The Salvation Army’s red kettles are out and about, collecting donations for the holiday season. Recently, an anonymous donor called the charitable organization to give notice that he would be making a sizeable donation. On Saturday, the donor came through on his word.
The Salvation Army Gets a More than Expected Donation
When speaking with media sources, Julie Borgen, a Salvation Army representative, said the gentleman called to say a generous donation would soon be made. He pointed out that the representatives should be on the lookout for it.
Someone dropped a $200,000 check dated December 14 into a kettle on Saturday. This happened outside a south metro Cub Foods store. Saturday’s donation is the Twin Cities’ second-largest donation ever received in a red kettle.
Back in 2015, an anonymous couple deposited a check for $500,000 into a red kettle outside the Cub Foods store in Rosemount. Before that, $25,000 was the largest donation ever left in a Twin Cities red kettle.
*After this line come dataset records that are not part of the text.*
PR #313, opened 2022-09-29
Document the new coredump_plugin.coredump_max_size_kib 

martijnthe:
Adds docs for the upcoming coredumps feature.


docs/linux/reference-memfaultd-configuration.mdx
```diff
@@ -152,6 +154,22 @@ To configure the location where coredumps are stored during processing, see
...
+Next, `memfaultd` will determine the maximum size that is allowed, based on the
+`coredump_max_size_kib`, `storage_max_usage_kib` and `storage_min_headroom_kib`
+configuration values and the amount of available storage space.
+
+Unless there is no available storage, the coredump is written into a temporary
+holding area inside the [`data_dir`][docs-data-dir].
+
+Finally, the coredump is added to the upload queue. This queue is serviced
+periodically (see the top-level `refresh_interval_seconds`).
+
```
fnune, line 172: Sounds a bit more like something that fits in `linux-coredumps` and is linked to from here?

fnune (approved):

docs/linux/reference-memfaultd-configuration.mdx
martijnthe: Hmm yeah on second thought, I'm not sure. That doc is more an integration guide.

I feel like the explanation in the table here is a bit too shallow, so I wanted to elaborate on what the configuration is used for. But then some of these values are used in unison / as part of a larger whole, so explaining them inside the table felt odd.

PR #316, opened 2022-10-06
Add diagram for build ids in symbol files

noahp:


tyhoff (approved):
Is that really an excalidraw image? Do we need to pretty this diagram up?

noahp:
> Is that really an excalidraw image? Do we need to pretty this diagram up?

It is- it's using a non-default font, last one of these I made Heiko elected to go with the nono-default font. I'll switch it back, I think it looks better with the default font!

PR #317, opened 2022-10-12
Further specify how to upload symbols for Yocto builds

fnune:


martijnthe (approved):
Thanks, good call-out.

PR #322, opened 2022-10-21
Update nrf connect sdk guide for Bluetooth

collhar:
Now that we are a part of the Bluetooth SIG, we need to follow their rules of nomenclature. They do not allow "BLE". It needs to be Bluetooth Low Energy or Bluetooth LE.

Also Nordic updated our press release from all Bluetooth to Bluetooth LE, so we should update our docs to match their requests.


noahp (approved):
:heart: wonderful, thank you!

PR #330, opened 2022-11-02
metrics-for-battery-life: fixup charge drop calculations

ejohnso49:
Went through the page again and found a couple of small mistakes in calculations for the charge level drop examples.


chrisc11 (approved):
Thanks @ejohnso49 !

PR #337, opened 2022-11-11
Minification cleanup 

can-memfault:
All the images/gifs with `-min` suffix in the file name and the references from the mdx files are deleted from docs. See the thread which triggered this change: 

image

https://memfault.slack.com/archives/C01APB05QAY/p1668177873715999


fnune (approved):
LGTM. Looks like you also minified some images further? Or you took the `-min` version and renamed it to remove the `-min` suffix?

I'm fine with that.

I checked the live deployment shortly and it looks good. Docusaurus should complain about missing images at build time.

fnune:
@HBehrens thanks for the reminder!

can-memfault:
Ping @fnune :) Do you think what I mentioned in the comment above is alright?

fnune:
> I deleted all the images with the min suffix, and changed all respective references to point to the "non-minified" versions of the images.

I understand :+1: Let me rephrase.

image

As I went through the images I saw that most of the changes were removals. This is expected: you're removing the `-min` images. But two of them were a change in the binary. Those two are paths that do _not_ have the `-min` suffix. So my question was: what happened to those? Did you minimize them further?

I was just curious, I think the PR should be merged either way :)

PS Sorry that I missed the notification again :disappear:

can-memfault:
Ah now I got the question @fnune :) I "Figma'd" them because they were missing the new "Weekly" and normalization buttons in the header.

PR #5732, opened 2025-09-23
Add base url to index.html

deepanjanroy:
cloud.comfy.org/cloud/code/XXXX-XXXX-XXXX was returning a white page. The problem is our assets are using relative path, and so we were requesting assets from cloud.comfy.org/cloud/code/assets/...

We have an SPA fallback handler on the ingest handler which resolves /cloud/ to /, so paths like cloud.comfy.org/cloud/part1 still worked. But it broke down when we have cloud.comfy.org/cloud/part1/part2. 

This PR adds a base url to the html so assets are loaded relative to "/". 

## Tests
Built frontend and copied to ingest server, and checked on local ingest server that it works (it was failing before). 

[Slack thread](https://comfy-organization.slack.com/archives/C08V9NDB3B4/p1758642698302389?thread_ts=1758593690.577669&cid=C08V9NDB3B4)

### DIFF
--- a/index.html
+++ b/index.html
@@ -3,19 +3,21 @@
   <head>
     <meta charset="UTF-8">
     <title>ComfyUI</title>
+    <!-- All assets should be loaded from the root no matter the initial path -->
+    <base href="/">
     <meta name="viewport" content="width=device-width, initial-scale=1.0, user-scalable=no">
     <link rel="stylesheet" type="text/css" href="materialdesignicons.min.css" />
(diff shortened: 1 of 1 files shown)


christian-byrne (approved):

christian-byrne:
Noting: We can also change `base` in vite config if it makes things easier later on. Would be nice if cloud only needed extensions and its own build conifgs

Donations to the Protestant Christian organization have fallen by 10 percent compared to last year, according to reports. The mystery man possibly hoped his contribution would inspire others to give as well.
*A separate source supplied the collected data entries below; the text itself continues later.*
PR #5754, opened 2025-09-24
Add Playwright composite action to reduce workflow duplication

snomiao:
This PR introduces a reusable composite action for Playwright setup to reduce duplication across workflows.

## Changes
- Created `.github/actions/setup-playwright/action.yml` composite action that:
  - Detects or uses provided Playwright version
  - Caches Playwright browsers with intelligent cache keys
  - Installs browsers only when cache miss occurs
  - Installs OS dependencies when cache hit occurs
  
## Technical Details
- **Important:** The composite action requires `shell: bash` for all `run` steps as per [GitHub Actions requirements for composite actions](https://docs.github.com/en/actions/creating-actions/creating-a-composite-action#creating-an-action-metadata-file). This is a mandatory field for composite actions, unlike regular workflow steps.
- Updated workflow paths to account for repository checkout locations (some workflows checkout to subdirectories like `ComfyUI_frontend/`)
- Uses conditional caching to avoid redundant browser installations

## Benefits
- Reduces code duplication across 6 workflow files
- Centralizes Playwright caching logic  
- Consistent browser setup across all workflows
- Easier maintenance and updates
- Faster CI runs through intelligent caching

## Affected Workflows
- `.github/workflows/test-ui.yaml` (2 uses)
- `.github/workflows/i18n-custom-nodes.yaml`
- `.github/workflows/i18n-node-defs.yaml`
- `.github/workflows/i18n.yaml`
- `.github/workflows/test-browser-exp.yaml`


.github/actions/setup-playwright/action.yml
```diff
@@ -0,0 +1,50 @@
...
+outputs:
+  playwright-version:
+    description: 'The detected Playwright version'
+    value: ${{ steps.detect-version.outputs.playwright-version }}
+runs:
+  using: composite
+  steps:
+    - name: Detect Playwright version
+      id: detect-version
+      shell: bash
```
snomiao, line 8: TODO: no need to specify a shell here

snomiao, line 8: - **Important:** The composite action requires `shell: bash` for all `run` steps as per [GitHub Actions requirements for composite actions](https://docs.github.com/en/actions/creating-actions/creating-a-composite-action#creating-an-action-metadata-file). This is a mandatory field for composite actions, unlike regular workflow steps.

.github/workflows/i18n.yaml
```diff
@@ -25,16 +25,11 @@ jobs:
...
       with:
-        path: ~/.cache/ms-playwright
-        key: playwright-browsers-${{ runner.os }}-${{ hashFiles('ComfyUI_frontend/pnpm-lock.yaml') }}
-        restore-keys: |
-          playwright-browsers-${{ runner.os }}-
-    - name: Install Playwright Browsers
-      run: pnpm exec playwright install chromium --with-deps
-      working-directory: ComfyUI_frontend
+        working-directory: ComfyUI_frontend
+        cache-key-suffix: ${{ hashFiles('ComfyUI_frontend/pnpm-lock.yaml') }}
```
DrJKL:
```suggestion
```

.github/workflows/test-browser-exp.yaml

His donation follows several from an anonymous donor from Saint Grand who has nearly totaled $10,000 this year. This sum was split among seven $1,300 contributions.
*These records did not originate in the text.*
PR #5765, opened 2025-09-25
[refactor] refactor load3d

jtydhr88:
Summary

 Fully Refactored the Load3D module to improve architecture and maintainability by consolidating functionality into a
  centralized composable pattern and simplifying component structure. and support VueNodes system

  Changes

  - Architecture: Introduced new useLoad3d composable to centralize 3D loading logic and state
  management
  - Component Simplification: Removed redundant components (Load3DAnimation.vue, Load3DAnimationScene.vue,
  PreviewManager.ts) 
- Support VueNodes
- improve config store
- remove lineart output due Animation doesnot support it, may add it back later
- remove Preview screen and keep scene in fixed ratio in load3d (not affect preview3d)
- improve record video feature which will already record video by same ratio as scene
Need BE change https://github.com/comfyanonymous/ComfyUI/pull/10025

https://github.com/user-attachments/assets/9e038729-84a0-45ad-b0f2-11c57d7e0c9a

┆Issue is synchronized with this [Notion page](https://www.notion.so/PR-5765-refactor-refactor-load3d-2796d73d365081728297cc486e2e9052) by [Unito](https://www.unito.io)


src/components/graph/GraphCanvas.vue
```diff
@@ -175,6 +175,17 @@ const handleVueNodeLifecycleReset = async () => {
   }
 }
 
+const handleTransformPaneWheel = (event: WheelEvent) => {
+  // Check if the event target is inside a Load3D component
```
christian-byrne: Is there possibly a better solution with more specificty?

christian-byrne:
Could you fix the merge conflict then rebase with `main`?

tests-ui/tests/composables/useLoad3d.test.ts
```diff
@@ -0,0 +1,874 @@
+import { afterEach, beforeEach, describe, expect, it, vi } from 'vitest'
+import { nextTick, ref } from 'vue'
+
+import { nodeToLoad3dMap, useLoad3d } from '@/composables/useLoad3d'
+import Load3d from '@/extensions/core/load3d/Load3d'
+import Load3dUtils from '@/extensions/core/load3d/Load3dUtils'
+import { useToastStore } from '@/platform/updates/common/toastStore'
+import { api } from '@/scripts/api'
+
+vi.mock('@/extensions/core/load3d/Load3d', () => ({
```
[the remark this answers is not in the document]
jtydhr88: I would like not fix this for now, as it requires additional work testing threejs in playwright.

src/services/load3dService.ts
```diff
@@ -25,84 +20,14 @@ export class Load3dService {
     return Load3dService.instance
   }
 
-  registerLoad3d(
-    node: LGraphNode,
-    container: HTMLElement,
-    inputSpec: CustomInputSpec
-  ) {
+  getLoad3d(node: LGraphNode): Load3d | null {
```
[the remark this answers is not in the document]
jtydhr88: I would like not fix this for now, as it requires redesign this class, may do it later

tests-ui/tests/composables/useLoad3d.test.ts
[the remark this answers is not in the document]
webfiltered: @jtydhr88 imo, disregard this review comment.  This is in the unit tests.

src/composables/useLoad3dViewer.ts
```diff
@@ -171,6 +172,12 @@ export const useLoad3dViewer = (node: LGraphNode) => {
       const cameraConfig = node.properties['Camera Config'] as any
       const lightConfig = node.properties['Light Config'] as any
 
+      const widthWidget = node.widgets?.find((w) => w.name === 'width')
+      const heightWidget = node.widgets?.find((w) => w.name === 'height')
+      if (!(widthWidget && heightWidget)) {
+        isPreview.value = true
+      }
```
christian-byrne: question: what is the logic for this? If there is not a width and a height widget, then it means it's a preview node?

jtydhr88: Yes, and it will be used in, for example, if open 3d viewer from preview3D, drag and drop feature will be disabled.

christian-byrne: What is the heuristic? Why is it the case that, if there is no `width` and no `height`, it means it's a preview widget? It seems a bit hard to understand.

src/components/load3d/controls/CameraControls.vue
```diff
@@ -38,66 +31,31 @@
 import { Tooltip } from 'primevue'
 import Button from 'primevue/button'
 import Slider from 'primevue/slider'
-import { computed, onMounted, onUnmounted, ref, watch } from 'vue'
+import { computed, onMounted, onUnmounted, ref } from 'vue'
 
 import type { CameraType } from '@/extensions/core/load3d/interfaces'
 import { t } from '@/i18n'
 
 const vTooltip = Tooltip
```
christian-byrne: What is this for?

src/components/load3d/controls/LightControls.vue
```diff
@@ -35,24 +34,20 @@
...
 import Button from 'primevue/button'
 import Slider from 'primevue/slider'
-import { onMounted, onUnmounted, ref, watch } from 'vue'
+import { computed, onMounted, onUnmounted, ref } from 'vue'
 
+import type { MaterialMode } from '@/extensions/core/load3d/interfaces'
 import { t } from '@/i18n'
 import { useSettingStore } from '@/platform/settings/settingStore'
 
 const vTooltip = Tooltip
```
christian-byrne: Same question as before for all the `const vTooltip = Tooltip`

src/composables/useLoad3dViewer.ts
jtydhr88: Width and height refer to the output size in load3d. They only exist in load3d, not in preview3d. However, since load3d and preview3d now share this part of the logic, and certain features (such as drag and drop file) only work for load3d, I need to use them to identify whether the source is load3d or preview3d to differentiate between them.

jtydhr88: image

src/components/load3d/Load3DControls.vue
```diff
@@ -20,52 +24,43 @@
...
-        :show-f-o-v-button="showFOVButton"
-        @switch-camera="switchCamera"
-        @update-f-o-v="handleUpdateFOV"
+        v-model:camera-type="cameraConfig.cameraType"
+        v-model:fov="cameraConfig.fov"
       />
 
       <LightControls
-        v-if="activeCategory === 'light'"
+        v-if="activeCategory === 'light' && lightConfig && modelConfig"
```
christian-byrne: for the `v-if` on the Controls, you can use `computed` to prevent re-render on every change of `activeCategory` and config.

src/components/load3d/Load3dViewerContent.vue
```diff
@@ -77,13 +90,24 @@ import ModelControls from '@/components/load3d/controls/viewer/ViewerModelContro
...
 import { useDialogStore } from '@/stores/dialogStore'
 
 const props = defineProps<{
   node: LGraphNode
 }>()
 
+// Drag and drop state
+const isDragging = ref(false)
+const dragMessage = ref('')
+const SUPPORTED_EXTENSIONS = ['.gltf', '.glb', '.obj', '.fbx', '.stl']
```
christian-byrne: question: we are defining this in both `Load3dViewerContent` and `Load3DScene`, are they always going to be the same? If so, can we put it in a constants file that both places import from?

src/components/load3d/Load3dViewerContent.vue
```diff
@@ -92,6 +116,45 @@ const mutationObserver = ref<MutationObserver | null>(null)
...
+
+  const modelFile = files.find(isValidModelFile)
+
+  if (modelFile) {
+    await viewer.handleModelDrop(modelFile)
+  } else {
+    useToastStore().addAlert(t('load3d.unsupportedFileType'))
+  }
+}
+
```
christian-byrne: suggestion: This seems like something that could be moved into a hook and re-used in other components.

src/components/load3d/Load3dViewerContent.vue
```diff
@@ -77,13 +90,24 @@ import ModelControls from '@/components/load3d/controls/viewer/ViewerModelContro
...
 }>()
 
+// Drag and drop state
+const isDragging = ref(false)
+const dragMessage = ref('')
+const SUPPORTED_EXTENSIONS = ['.gltf', '.glb', '.obj', '.fbx', '.stl']
+
+function isValidModelFile(file: File): boolean {
+  const fileName = file.name.toLowerCase()
+  return SUPPORTED_EXTENSIONS.some((ext) => fileName.endsWith(ext))
```
christian-byrne: nit: If this is how `SUPPORTED_EXTENSIONS` is being used, it's more perfomant (O(1)) to make it a `Set`, compared with using an `Array` (O(n)).

src/components/load3d/LoadingOverlay.vue
```diff
@@ -1,43 +1,24 @@
 <template>
   <Transition name="fade">
     <div
-      v-if="modelLoading"
-      class="absolute inset-0 bg-black/50 flex items-center justify-center z-50"
+      v-if="props.loading"
```
christian-byrne: nit (minor, non-blocking): you don't need `props` in the `<template>`.

src/components/load3d/LoadingOverlay.vue
```diff
@@ -1,43 +1,24 @@
...
-const endLoading = async () => {
-  await new Promise((resolve) => setTimeout(resolve, 100))
-  modelLoading.value = false
-}
-
-defineExpose({
-  startLoading,
-  endLoading
-})
+const props = defineProps<{
```
christian-byrne: nit: You can just call `defineProps` without assigning the result.

src/composables/useLoad3d.ts
```diff
@@ -0,0 +1,544 @@
...
+import { useToastStore } from '@/platform/updates/common/toastStore'
+import { api } from '@/scripts/api'
+import { useLoad3dService } from '@/services/load3dService'
+
+type Load3dReadyCallback = (load3d: Load3d) => void
+export const nodeToLoad3dMap = new Map<LGraphNode, Load3d>()
+const pendingCallbacks = new Map<LGraphNode, Load3dReadyCallback[]>()
+
+export const useLoad3d = (nodeOrRef: LGraphNode | Ref<LGraphNode | null>) => {
+  const nodeRef = 'value' in nodeOrRef ? nodeOrRef : ref(nodeOrRef)
```
christian-byrne: There are helpers for this:

```typescript
import { toRef } from '@vueuse/core'
import type { MaybeRef } from '@vueuse/core'

function useNode(nodeOrRef: MaybeRef<LGraphNode>) {
  const nodeRef = toRef(nodeOrRef)
```

src/composables/useLoad3d.ts
```diff
@@ -0,0 +1,544 @@
...
+import type { LGraphNode } from '@/lib/litegraph/src/LGraphNode'
+import { useToastStore } from '@/platform/updates/common/toastStore'
+import { api } from '@/scripts/api'
+import { useLoad3dService } from '@/services/load3dService'
+
+type Load3dReadyCallback = (load3d: Load3d) => void
+export const nodeToLoad3dMap = new Map<LGraphNode, Load3d>()
+const pendingCallbacks = new Map<LGraphNode, Load3dReadyCallback[]>()
+
+export const useLoad3d = (nodeOrRef: LGraphNode | Ref<LGraphNode | null>) => {
```
christian-byrne: Don't we need to handle scenario in which `nodeOrRef` is of type `Ref<null>`? The composable seems like it would break currently if that were the case.

src/composables/useLoad3d.ts
```diff
@@ -0,0 +1,544 @@
...
+  const isPreview = ref(false)
+
+  const initializeLoad3d = async (containerRef: HTMLElement) => {
+    const node = toRaw(nodeRef.value)
+
+    if (!containerRef || !node) return
+
+    try {
+      load3d = new Load3d(containerRef, {
+        node: node as LGraphNode
```
christian-byrne: question: is this type assertion still necessary if we add null check above? If so, can we use generic `toRaw<LGraphNode>`?

christian-byrne: Same question for all the below type assertions `as LGraphNode` as well.

src/composables/useLoad3d.ts
```diff
@@ -0,0 +1,544 @@
...
+      }
+
+      node.onDrawBackground = function () {
+        if (load3d) {
+          load3d.renderer.domElement.hidden = this.flags.collapsed ?? false
+        }
+      }
+
+      node.onRemoved = function () {
+        useLoad3dService().removeLoad3d(node as LGraphNode)
```
christian-byrne: Don't we also need to clear entries in `nodeToLoad3dMap` and `pendingCallbacks` here?

src/composables/useLoad3d.ts
```diff
@@ -0,0 +1,544 @@
...
+      }
+
+      handleEvents('add')
+    } catch (error) {
+      console.error('Error initializing Load3d:', error)
+      useToastStore().addAlert(t('toastMessages.failedToInitializeLoad3d'))
+    }
+  }
+
+  const restoreConfigurationsFromNode = async (node: LGraphNode) => {
```
christian-byrne, line 128: nit (non-blocking): all of the logic revolving around serialization, config management, config types, and restoring from configs can likely be moved to its own module.

src/composables/useLoad3d.ts
```diff
@@ -0,0 +1,544 @@
...
+          useToastStore().addAlert(t('toastMessages.failedToLoadModel'))
+        } finally {
+          loading.value = false
+          loadingMessage.value = ''
+        }
+      }
+    } else if (cameraStateToRestore) {
+      load3d.setCameraState(cameraStateToRestore)
+    }
+  }
```
christian-byrne, line 178: nit (non-blocking, suggestion for future): We should consider whether this needs to be blocking setup. Currently, we are synchronously restoring the model config, get the url, loading the model, setting the camera state - and everything else must wait on this to happen. I believe we could refactor a bit and have this happen in the background like with `useAsyncState`

src/composables/useLoad3d.ts
```diff
@@ -0,0 +1,544 @@
...
+    }
+
+    if (!pendingCallbacks.has(node as LGraphNode)) {
+      pendingCallbacks.set(node as LGraphNode, [])
+    }
+
+    pendingCallbacks.get(node as LGraphNode)!.push(callback)
+  }
+
+  watch(
```
christian-byrne, line 222: question: it seems that we have these watchers which will dynamically handle updates to the config objects. But we also have the same logic (as far as I can tell) repeated in `restoreConfigurationsFromNode`. Is that correct?

For example, this watcher already handles updates to the CameraConfig:

```typescript
  watch(
    cameraConfig,
    (newValue) => {
      if (load3d && nodeRef.value) {
        nodeRef.value.properties['Camera Config'] = newValue
        load3d.toggleCamera(newValue.cameraType)
        load3d.setFOV(newValue.fov)
      }
    },
    { deep: true }
  )
```

But we are also doing the same thing in the `restoreConfigurationsFromNode`:

```typescript
    const savedCameraConfig = node.properties['Camera Config'] as CameraConfig
    const cameraStateToRestore = savedCameraConfig?.state

    // Apply camera type and FOV immediately
    if (savedCameraConfig) {
      cameraConfig.value = savedCameraConfig
      load3d.toggleCamera(savedCameraConfig.cameraType)
      load3d.setFOV(savedCameraConfig.fov)
    }
```

Shouldn't this line

```typescript
cameraConfig.value = savedCameraConfig
```

actually be triggering that `watch`, making the next two lines redundant?

christian-byrne (changes requested):
I have reviewed 14/42 files, taking a quick break.

src/composables/useLoad3dViewer.ts
christian-byrne: Why not just use the node type? You already have a reference to the node. This current setup seems hard to maintain - what happens if you want to change the name of the `width` widget in 6 months? Will you remember that it's going to break this logic?

jtydhr88: good catch, yes, we can. Just updated

christian-byrne (approved):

Also, despite the 10 percent decline in donations this year, the Twin Cities Salvation Army was only $100,000 short of its $11.6 million goal from last year. This year, the nonprofit’s target is to raise $11.7 million. The metropolitan area has a $2.6 million goal for its red kettles.
In December 1891, Capt. Joseph McFee of San Francisco wanted to provide Christmas dinner to individuals that might not have been able to pay for their own meal. He sat a brass urn on the Oakland Ferry landing and collected money to feed 1,000 people. Over time, the brass urn evolved to become known as today’s famous red kettle.